The data below has to be returned exactly, down to the last character.

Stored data
- - -
PR #2143, opened 2026-03-16
fix: adopt checkpoint written later for same-version snapshot refresh

ethan-tyler:
`Snapshot::try_new_from_impl` returns the existing snapshot as soon as the new log segment ends at the same version. That misses the case where a checkpoint is written later for the current version and the refresh should rebuild from that checkpoint even though the version didn't advance.

This doesn't change logical table contents, but it leaves the snapshot on a stale base. We are missing a checkpoint that exists for the current version, which means unnecessary replay/relist work on subsequent refreshes.

The fix is to check for a newly discovered checkpoint before the same version early return.

Explicit same version requests (`builder_from(existing).at_version(v)`) are unchanged.

build snapshot at v1 without checkpoint, write checkpoint for v1, verify both fresh build and `builder_from` refresh pick it up.


kernel/src/snapshot.rs
```diff
@@ -105,12 +105,14 @@ impl Snapshot {
...
+    ///    snapshot
     /// 2. if the new version < existing version, error: there is no optimization to do here
     /// 3. list from (existing checkpoint version + 1) onward (or just existing snapshot version if
     ///    no checkpoint)
-    /// 4. a. if new checkpoint is found: just create a new snapshot from that checkpoint (and
-    ///    commits after it)
+    /// 4. a. if a newer or newly discovered checkpoint is found while refreshing to the latest
+    ///    version, create a new snapshot from that checkpoint (and commits after it), even if the
+    ///    table version itself did not advance
     ///    b. if no new checkpoint is found: do lightweight P+M replay on the latest commits (after
```
chiinlquah: missing this before b? if no checkpoint and version did not advance, return the existing snapshot?

kernel/src/snapshot.rs
```diff
@@ -2303,6 +2307,39 @@ mod tests {
         Ok(())
     }
 
+    #[tokio::test(flavor = "multi_thread", worker_threads = 2)]
+    async fn test_incremental_snapshot_picks_up_checkpoint_written_at_current_version(
+    ) -> DeltaResult<()> {
+        let store = Arc::new(InMemory::new());
+        let url = Url::parse("memory:///")?;
+        let executor = Arc::new(TokioMultiThreadExecutor::new(
```
chiinlquah, line 2318: do we need multithread executor here to repro? otherwise would suggest to use DefaultEngineBuilder::new(store.clone()).build() with the default executor (more lightweight and simple).

kernel/src/snapshot.rs
```diff
@@ -2303,6 +2307,39 @@ mod tests {
...
+            tokio::runtime::Handle::current(),
+        ));
+        let engine = DefaultEngineBuilder::new(store.clone())
+            .with_task_executor(executor)
+            .build();
+
+        setup_test_table_with_commits(url.as_str(), &store, 2).await?;
+
+        let snapshot_v1 = Snapshot::builder_for(url.clone())
```
chiinlquah: nit: builder_for takes impl AsRef<str>, so url.as_str() is better. ditto below too.

chiinlquah (commented):
Thanks for the change!

Should we also add a section in pr description on what this affects today? Seems like it doesn't cause correctness issue but violates snapshot's internal state and lead to unnecessary work done to replay/relist logs.

kernel/src/snapshot.rs
ethan-tyler: Fixed this - thanks!

kernel/src/snapshot.rs
ethan-tyler: I looked into this and did see that the `snapshot.checkpoint` docs say to use the multithreaded executor with the default engine.

However I tried switching to `DefaultEngineBuilder::new(store.clone()).build()`
without `TokioMultiThreadExecutor` and the test hung on
`snapshot.checkpoint(&engine)`

Unless there's another alternative, I kept the multithreaded executor

kernel/src/snapshot.rs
- - -
▶ [Solved exercise]
PR #2143, opened 2026-03-16
fix: adopt checkpoint written later for same-version snapshot refresh

ethan-tyler:
`Snapshot::try_new_from_impl` returns the existing snapshot as soon as the new log segment ends at the same version. That misses the case where a checkpoint is written later for the current version and the refresh should rebuild from that checkpoint even though the version didn't advance.

This doesn't change logical table contents, but it leaves the snapshot on a stale base. We are missing a checkpoint that exists for the current version, which means unnecessary replay/relist work on subsequent refreshes.

The fix is to check for a newly discovered checkpoint before the same version early return.

Explicit same version requests (`builder_from(existing).at_version(v)`) are unchanged.

build snapshot at v1 without checkpoint, write checkpoint for v1, verify both fresh build and `builder_from` refresh pick it up.


kernel/src/snapshot.rs
```diff
@@ -105,12 +105,14 @@ impl Snapshot {
...
+    ///    snapshot
     /// 2. if the new version < existing version, error: there is no optimization to do here
     /// 3. list from (existing checkpoint version + 1) onward (or just existing snapshot version if
     ///    no checkpoint)
-    /// 4. a. if new checkpoint is found: just create a new snapshot from that checkpoint (and
-    ///    commits after it)
+    /// 4. a. if a newer or newly discovered checkpoint is found while refreshing to the latest
+    ///    version, create a new snapshot from that checkpoint (and commits after it), even if the
+    ///    table version itself did not advance
     ///    b. if no new checkpoint is found: do lightweight P+M replay on the latest commits (after
```
chiinlquah: missing this before b? if no checkpoint and version did not advance, return the existing snapshot?

kernel/src/snapshot.rs
```diff
@@ -2303,6 +2307,39 @@ mod tests {
         Ok(())
     }
 
+    #[tokio::test(flavor = "multi_thread", worker_threads = 2)]
+    async fn test_incremental_snapshot_picks_up_checkpoint_written_at_current_version(
+    ) -> DeltaResult<()> {
+        let store = Arc::new(InMemory::new());
+        let url = Url::parse("memory:///")?;
+        let executor = Arc::new(TokioMultiThreadExecutor::new(
```
chiinlquah, line 2318: do we need multithread executor here to repro? otherwise would suggest to use DefaultEngineBuilder::new(store.clone()).build() with the default executor (more lightweight and simple).

kernel/src/snapshot.rs
```diff
@@ -2303,6 +2307,39 @@ mod tests {
...
+            tokio::runtime::Handle::current(),
+        ));
+        let engine = DefaultEngineBuilder::new(store.clone())
+            .with_task_executor(executor)
+            .build();
+
+        setup_test_table_with_commits(url.as_str(), &store, 2).await?;
+
+        let snapshot_v1 = Snapshot::builder_for(url.clone())
```
chiinlquah: nit: builder_for takes impl AsRef<str>, so url.as_str() is better. ditto below too.

chiinlquah (commented):
Thanks for the change!

Should we also add a section in pr description on what this affects today? Seems like it doesn't cause correctness issue but violates snapshot's internal state and lead to unnecessary work done to replay/relist logs.

kernel/src/snapshot.rs
ethan-tyler: Fixed this - thanks!

kernel/src/snapshot.rs
ethan-tyler: I looked into this and did see that the `snapshot.checkpoint` docs say to use the multithreaded executor with the default engine.

However I tried switching to `DefaultEngineBuilder::new(store.clone()).build()`
without `TokioMultiThreadExecutor` and the test hung on
`snapshot.checkpoint(&engine)`

Unless there's another alternative, I kept the multithreaded executor

kernel/src/snapshot.rs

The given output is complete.